After the water is pulled through the filters, it is then pushed back toward the pool (pressure side of the pump). Along the way back, all of the little loops are installed. Water goes back into the pool via the inlets. In our pool, all of the inlets are on the bottom, which is ideal. They are laid out in a scatter pattern to maximize distribution and promote good skimming.
Surge is displaced water that must be absorbed somewhere. At the EWU Aquatic Center, surge is handled both by the gutter and the surge tank. Static surge is from people standing in the water. Dynamic surge occurs from people swimming and creating waves that spill into the gutter. Generally, pools are designed to handle about the square footage of the surface in gallons. For example, our surface is 5390 ft2. We should have about 5400 gallons of surge capacity. We have much more.

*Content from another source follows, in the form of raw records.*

PR #123, opened 2021-11-19
dts/st/f1: Review remap field generation

erwango:
In order to simplify work on stm32f1 pinmux driver, encode more information in the remap field.
To achieve this, we only need to add peripheral name in the remap value.
For instance:
```
-				pinmux = <STM32F1_PINMUX('B', 6, ALTERNATE, NO_REMAP)>;
+				pinmux = <STM32F1_PINMUX('B', 6, ALTERNATE, I2C1_REMAP0)>;
```
The remap values are directly extracted from the input .xml files ("RemapBlock Name").

`NO_REMAP` value is kept and now describe only the non "remap-able" devices.


gmarull (approved):

ABOSTM (approved):
LGTM

PR #126, opened 2021-12-14
dts: Provide analog configuration for each pin

erwango:
Update generation script to provide analog configuration for each pin.
This configuration could be used as low power pin configuration, when possible.

### DIFF
--- a/scripts/genpinctrl/stm32-pinctrl-config.yaml
+++ b/scripts/genpinctrl/stm32-pinctrl-config.yaml
@@ -10,6 +10,8 @@
 #     STM32 xml database pin configuration names. The regular expression should
 #     be as precise as possible. Note that it needs to be escaped here in the
 #     configuration file.
+#     Note: Specific "ANALOG" value allows generation of analog pins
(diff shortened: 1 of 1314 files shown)


scripts/genpinctrl/stm32-pinctrl-config.yaml
```diff
@@ -33,6 +33,11 @@
 #
 
 ---
+- name: Low Power pin configuration
+  match: "ANALOG"
+  mode: analog
+  variant: lp
```
gmarull, line 39: `lp` may be obviated (there's no other variant for the `ANALOG` match)

gmarull (approved):
LGTM, just one comment regarding the `lp` variant.

I'd also remove mentions to `low-power` here: https://github.com/zephyrproject-rtos/hal_stm32/blob/161c4b2a1b86b820c1f205e54dfbea3988195d40/scripts/genpinctrl/stm32-pinctrl-config.yaml#L30-L32

ABOSTM (approved):

PR #129, opened 2022-01-27
stm32cube: stm32wl: Fix LL_SYSCFG_GetEXTISource

erwango:
This function was not returning the expected port.
Fix it


FRASTM (commented):
what about the LL_SYSCFG_**Set**EXTISource

FRASTM (commented):
the SYSCFG->EXTICR[Line & 0x03U]   gives the offset in the register bank
coming from the lower bits of the LL_SYSCFG_EXTI_LINEx  which is 0 or 1 or 2 or 3
there is no more than 4 registers

ABOSTM (approved):

FRASTM (approved):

Next, the little loops that are part of our system at the EWU Aquatic Center.
The Little Loops
Loop 1 - Chlorine gas loop. This loop is a 1" line that supplies water to the chlorine flowmeter, or rotometer. A small booster pump is used in that loop to ensure good flow through it and even delivery of the gas on the return side.
Loop 2 - HVAC heat recovery loop. This is a 2" line that sends a small amount of water to the HVAC unit to reclaim some heat generated by the unit upstairs.
Loop 3 - CO2 loop. This really isn't a loop at all, since the gas from the carbon dioxide tank is pushed into the pool main line off the tank pressure through poly-tubing. Another rotometer is used to control the amount of flow when the system is active.
Loop 4 - Chemical Controller loop. This loop is very small, and uses small poly-tubing instead of pipe. Here it's a side loop off the chlorine gas loop (supply side of course). The controller loop is usually the very first loop after the filters and/or surge tank, so the sample that the controller gets from this loop is "true." Electrodes called probes are used to measure the oxidation potential and pH of the pool continuously. These probes feed data to the controller, which is a computer that analyzes the data and turns on chemical feeders to satisfy set points that are established by the pool operator (me, in our case.)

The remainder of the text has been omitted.